Anne concedes and begins to instruct Bob on the ways of cowboy life, while Willoughby and Duke are still menaced by the Indians. Eventually, Anne decides that Bob has improved enough to enter him on their team at the state rodeo championship. Unfortunately, a gambler, Ace Henderson, has made large bets against the ranch and has his gang kidnap Bob and Alabam'. Willoughby and Duke unwittingly come to the rescue while they are running from the Indians, and everyone returns to the rodeo in time. Bob, finally a true cowboy, rides a bronco long enough to win the championship. The Indians catch up to Willoughby there, but as a joke, his bride turns out to be Duke.

==Music and dance==
Ella Fitzgerald, in her first screen role, plays Ruby, who fills several roles as one of the employees of the ranch. At the opening rodeo, she is dressed as a rodeo clown and comes to Anne's side when she is hurt. Later in the film, she can be seen removing an apron before singing. Ella sings "A-Tisket, A-Tasket" in the bus, as the ranch crew drives from the railway station to the ranch.

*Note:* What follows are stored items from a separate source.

PR #365, opened 2020-11-12
Move to latest RTL

Silabs-ArjanB:
Moving to the latest RTL

By the way: @MikeOpenHWGroup, maybe as a side effect of the previous RTL commit  (that added the names to generated blocks) the issues mentioned in https://github.com/openhwgroup/cv32e40p/issues/572 have been solved (as I had to rewrite the blocks mentioned by the dsim warnings). I have no way to check with dsim myself though.

### DIFF
--- a/cv32/sim/Common.mk
+++ b/cv32/sim/Common.mk
@@ -72,7 +72,7 @@ export SHELL = /bin/bash
 
 CV32E40P_REPO   ?= https://github.com/openhwgroup/cv32e40p
 CV32E40P_BRANCH ?= master
-CV32E40P_HASH   ?= edfe222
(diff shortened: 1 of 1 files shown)


MikeOpenHWGroup (approved):

MikeOpenHWGroup:
Thanks for this @Silabs-ArjanB.

Just for future reference, it is not wrong to use the entire hash when pointing to the cv32e40p, but in general the first 7 digits of the hash are sufficient.

Also, thanks for the "free" clean-up of the lint (non) issue.  I can confirm that dsim is much happier now.  BTW, I filed that at an issue with Metrics and they agreed that they have a bug.   Obviously it does not gate us in any way.

PR #370, opened 2020-11-13
fix jalr_cg, was missing the zero bin

strichmo:
was also computing imm as pc-relative but this was not correct

### DIFF
--- a/cv32/env/uvme_cv32/cov/uvme_rv32isa_covg.sv
+++ b/cv32/env/uvme_cv32/cov/uvme_rv32isa_covg.sv
@@ -589,7 +589,7 @@ class uvme_rv32isa_covg extends uvm_component;
         cp_rs1   : coverpoint get_gpr_name(ins.ops[2].val, ins.ops[2].key, "jalr") {
             bins gprval[] = {[zero:t6]};
         }        
-        cp_offset: coverpoint get_pc_imm(ins.ops[1].val, ins.pc, "jalr") {
+        cp_offset: coverpoint get_imm(ins.ops[1].val, "jalr") {
             bins neg  = {[$:-1]};
             bins zero = {0};
             bins pos  = {[1:$]};
@@ -1412,7 +1412,7 @@ class uvme_rv32isa_covg extends uvm_component;
             bins gprval[] = {[s0:a5]};
         }
         cp_shamt5   : coverpoint get_imm(ins.ops[2].val, "c.slli" ) {
-            bins zero = {0};
+            // Note that zero is reserved (used for HINTs)
             bins pos  = {[1:$]};
         }
     endgroup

Ruby and the other employees interact playfully during the song.

The film also introduced the song "I'll Remember April", sung by Dick Foran. During the 1950s and 1960s, the song became a favorite of jazz musicians based on chord changes that particularly lent themselves to improvisation.

Musical numbers were staged by Nick Castle.

==Routines==
The burlesque routine, "Crazy House", appears in the film where Costello enters a sanitarium for "peace and quiet", only to have his rest disturbed by a succession of bizarre visitors. This version is presented as a dream sequence in which all the people he encounters are dressed as Indians.

==Production==
Ride 'Em Cowboy was filmed from June 30-August 9, 1941, on location at both the B-Bar A and the Rancho Chihuahua dude ranches. It was originally intended to be the third starring film for Abbott and Costello, but its production was delayed so that the team could make In the Navy, and then its release was delayed so that Keep 'Em Flying could be filmed and released. Dorothy Dandridge appears in the film as a dancer (uncredited). The song "Cow-Cow Boogie" (written by Bennie Carter) was cut from film, but it was later sung in a Dandridge short film of the same name.

==Release==
The film was the eighth-biggest hit of 1942.

Ride 'Em Cowboy was re-released with Keep 'Em Flying in 1949, and Who Done It? in 1954 by Realart Pictures.

A 10-minute segment of Ride 'Em Cowboy was released as No Indians, Please by Castle Films in the 1940s and '50s.

==Home media==
This film has been released twice on DVD. The first was on The Best of Abbott and Costello Volume One, on February 10, 2004, and again on October 28, 2008, as part of Abbott and Costello: The Complete Universal Pictures Collection.